Nearly Minimax Optimal Submodular Maximization with Bandit Feedback
Artin Tajdini, Lalit Jain, Kevin Jamieson
TL;DR
We study maximizing an unknown monotone submodular function $f$ under a cardinality constraint with bandit feedback. The paper develops minimax lower bounds on robust greedy regret $R_{gr}$ and introduces Sub-UCB, an algorithm that interpolates between greedy exploration and full-set UCB. The main results show $R_{gr} = \tilde{\Omega}(\min_{0\le L\le k}(L^{1/3}n^{1/3}T^{2/3} + \sqrt{{n \choose k - L}T}))$ and $R_{gr} = \tilde{\mathcal{O}}(\min_{L\le k}(L n^{1/3}T^{2/3} + \sqrt{{n \choose k - L}T}))$ for Sub-UCB, establishing minimax optimality up to logarithmic factors. This work provides the first tight results for submodular bandits with bandit feedback and offers practical guidance on balancing partial greedy growth with exploration to achieve near-optimal performance.
Abstract
We consider maximizing an unknown monotonic, submodular set function $f: 2^{[n]} \rightarrow [0,1]$ with cardinality constraint under stochastic bandit feedback. At each time $t=1,\dots,T$ the learner chooses a set $S_t \subset [n]$ with $|S_t| \leq k$ and receives reward $f(S_t) + η_t$ where $η_t$ is mean-zero sub-Gaussian noise.

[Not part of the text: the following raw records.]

PR #3933, opened 2026-08-17
fix: fix panics from `vt100::Parser::new`

### LINKED ISSUE #3930: [Bug]: pty-proxy clamps the vt100 grid to 1x1, but 2x2 is the panic-free floor

Opening a dropdown ("quake style") terminal with `atuin pty-proxy` in the shell init should show a prompt and nothing else, and the screen mirror should serve a snapshot at the real terminal size.

### What happened?

A window manager creates that kind of terminal unmapped, so `terminal::size()` in `runtime.rs` returns `0, 0`. `ParserState::new` clamps that to `1x1`:

```rust
// crates/atuin-pty-proxy/src/screen.rs:259 (main)
let (rows, cols) = (rows.max(1), cols.max(1));
```

But `1x1` is itself a panicking geometry: the first wrapping write lands in `col_wrap` — the exact path `vt100_guarded`'s own doc comment names. So in this configuration the guard isn't absorbing a rare surprise, it's on the normal startup path of every new session, and the panic hook's report lands in the user's first screenful, as the comment at `screen.rs:281-283` anticipates ("The panic hook's one-line report still reaches stderr; noisy").

I measured vt100 0.16.2's real floor by driving `atuin pty-proxy` in a PTY pinned at each size and writing output that wraps (500 ASCII columns, then 200 double-width glyphs):

|            | cols=1            | cols=2 | cols=3 | cols=80         |
| ---------- | ----------------- | ------ | ------ | --------------- |
| **rows=1** | `grid.rs:689`     | `grid.rs:689` | `grid.rs:689` | `grid.rs:689` |
| **rows=2** | `screen.rs:896`   | ok     | ok     | ok              |
| **rows=3** | `screen.rs:827`   | ok     | ok     | ok              |
| **rows=24**| `screen.rs:827`   | ok     | ok     | ok              |

`grid.rs:689` is the `.unwrap()` inside `pub fn col_wrap`. Two things fall out of the matrix:

- **`rows=1` panics at every width**, including 80, so flooring rows at 1 buys nothing.
- **2x2 is clean in every direction.**

So flooring at `(rows.max(2), cols.max(2))` in `ParserState::new` and in the `Msg::Resize` arm would take the whole degenerate-size class out of the guard's hands and let `vt100_guarded` go back to covering only genuine surprises. It would also line the floor up with #3876, which already picked two columns in `atuin_common::ansi::to_plain_text` for this same vt100 quirk.

### Reproduction

```python
import os, pty, fcntl, termios, struct, select, time

pid, fd = pty.fork()
if pid == 0:
    os.execvp("atuin", ["atuin", "pty-proxy", "--shell", "/bin/zsh"])
fcntl.ioctl(fd, termios.TIOCSWINSZ, struct.pack("HHHH", 1, 1, 0, 0))  # rows, cols
time.sleep(1)
os.write(fd, b"printf 'A%.0s' {1..500}; printf '\\n'\n")

out, t = b"", time.time()
while time.time() - t < 2:
    if select.select([fd], [], [], 0.1)[0]:
        out += os.read(fd, 65536)
print([l for l in out.decode(errors="replace").splitlines() if "panicked" in l])
```

Set the winsize to `0, 0` instead and it reproduces the original path, since the clamp turns it into the same `1x1` grid.

### Notes on versions

The numbers above are from 18.18.1 (the current nixpkgs build), which predates `vt100_guarded`. There the parser thread simply dies, so the snapshot socket serves nothing for the rest of the shell's life — the search popup silently loses its restore-over-scrollback behaviour:

```
start 0x0     panic=True   screen mirror: got 0B
start 120x30  panic=False  screen mirror: got 365B (screen 120x30)
```

On `main` I'd expect the guard to turn that into repeated hook output plus a `1x1` mirror until the first real resize arrives. I read `main` rather than building it, so please treat that half as inference — the clamp/floor point stands either way.

Real-world setup where I hit this: GNOME with the quake-terminal extension launching WezTerm, `pty-proxy` initialised from `.zshrc`. Anything that spawns a terminal hidden should behave the same.

### Atuin doctor output

```yaml
{
  "atuin": {
    "version": "18.18.1",
    "commit": "NO_GIT",
    "sync": {
      "auto_sync": true,
      "last_sync": "2026-08-17 10:27:36.474115475 +00:00:00"
    },
    "sqlite_version": "3.46.0",
    "daemon_enabled": true
  },
  "shell": {
    "name": "bash",
    "default": "zsh",
    "plugins": [
      "atuin"
    ],
    "preexec": null
  },
  "system": {
    "os": "NixOS",
    "arch": "x86_64",
    "version": "26.11",
    "disks": [
      {
        "name": "/dev/nvme0n1p2",
        "filesystem": "ext4"
      },
      {
        "name": "/dev/nvme0n1p1",
        "filesystem": "vfat"
      }
    ]
  }
}
```

(`shell.name` reads `bash` because `atuin doctor` was run from a non-interactive shell; the affected sessions are zsh, per `shell.default`.)

### Code of Conduct

taylordotfish:
`vt100` has an [upstream issue](https://github.com/doy/vt100-rust/issues/37) where panics can occur if `Parser::new` is called with a `rows` or `cols` parameter less than 2. This PR adds a wrapper function that clamps the values so they are never less than 2.

Fixes #3930.

### DIFF
--- a/clippy.toml
+++ b/clippy.toml
@@ -1,8 +1,31 @@
-disallowed-methods = [
-    { path = "std::time::Duration::new", reason = "panics on overflow; use atuin_common::time::DurationExt::try_new, or Duration::from_secs when nanos are 0" },
-    { path = "time::Duration::new", reason = "panics on overflow; use atuin_common::time::DurationExt::try_new" },
-    { path = "std::time::Duration::from_secs_f64", reason = "panics on NaN/negative/overflow; use Duration::try_from_secs_f64" },
-    # https://github.com/time-rs/time/issues/802
-    { path = "time::OffsetDateTime::from_unix_timestamp_nanos", reason = "wraps out-of-range input to a valid-looking wrong date (time-rs/time#802); use atuin_common::time::OffsetDateTimeExt::from_unix_nanos" },
-    { path = "time::UtcDateTime::from_unix_timestamp_nanos", reason = "same truncation bug as OffsetDateTime (time-rs/time#802); range-check the full i128 before converting" },
-]
+[[disallowed-methods]]
+path = "std::time::Duration::new"
+reason = """panics on overflow; use atuin_common::time::DurationExt::try_new, or \
+    Duration::from_secs when nanos are 0"""
+
+[[disallowed-methods]]
+path = "time::Duration::new"
+reason = "panics on overflow; use atuin_common::time::DurationExt::try_new"
+
+[[disallowed-methods]]
+path = "std::time::Duration::from_secs_f64"
+reason = "panics on NaN/negative/overflow; use Duration::try_from_secs_f64"
+
+# https://github.com/time-rs/time/issues/802
+[[disallowed-methods]]
+path = "time::OffsetDateTime::from_unix_timestamp_nanos"
+reason = """wraps out-of-range input to a valid-looking wrong date (time-rs/time#802); use \
+    atuin_common::time::OffsetDateTimeExt::from_unix_nanos"""
+
+[[disallowed-methods]]
+path = "time::UtcDateTime::from_unix_timestamp_nanos"
+reason = """same truncation bug as OffsetDateTime (time-rs/time#802); range-check the full i128 \
+    before converting"""
+
+[[disallowed-methods]]
+path = "vt100::Parser::new"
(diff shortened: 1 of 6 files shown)


markovejnovic (approved):
lgtm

The objective is to minimize the learner's regret with respect to an approximation of the maximum $f(S_*)$ with $|S_*| = k$, obtained through robust greedy maximization of $f$. To date, the best regret bound in the literature scales as $k n^{1/3} T^{2/3}$. And by trivially treating every set as a unique arm one deduces that $\sqrt{ {n \choose k} T }$ is also achievable using standard multi-armed bandit algorithms. In this work, we establish the first minimax lower bound for this setting that scales like $\tildeΩ(\min_{L \le k}(L^{1/3}n^{1/3}T^{2/3} + \sqrt{{n \choose k - L}T}))$. For a slightly restricted algorithm class, we prove a stronger regret lower bound of $\tildeΩ(\min_{L \le k}(Ln^{1/3}T^{2/3} + \sqrt{{n \choose k - L}T}))$. Moreover, we propose an algorithm Sub-UCB that achieves regret $\tilde{\mathcal{O}}(\min_{L \le k}(Ln^{1/3}T^{2/3} + \sqrt{{n \choose k - L}T}))$ capable of matching the lower bound on regret for the restricted class up to logarithmic factors.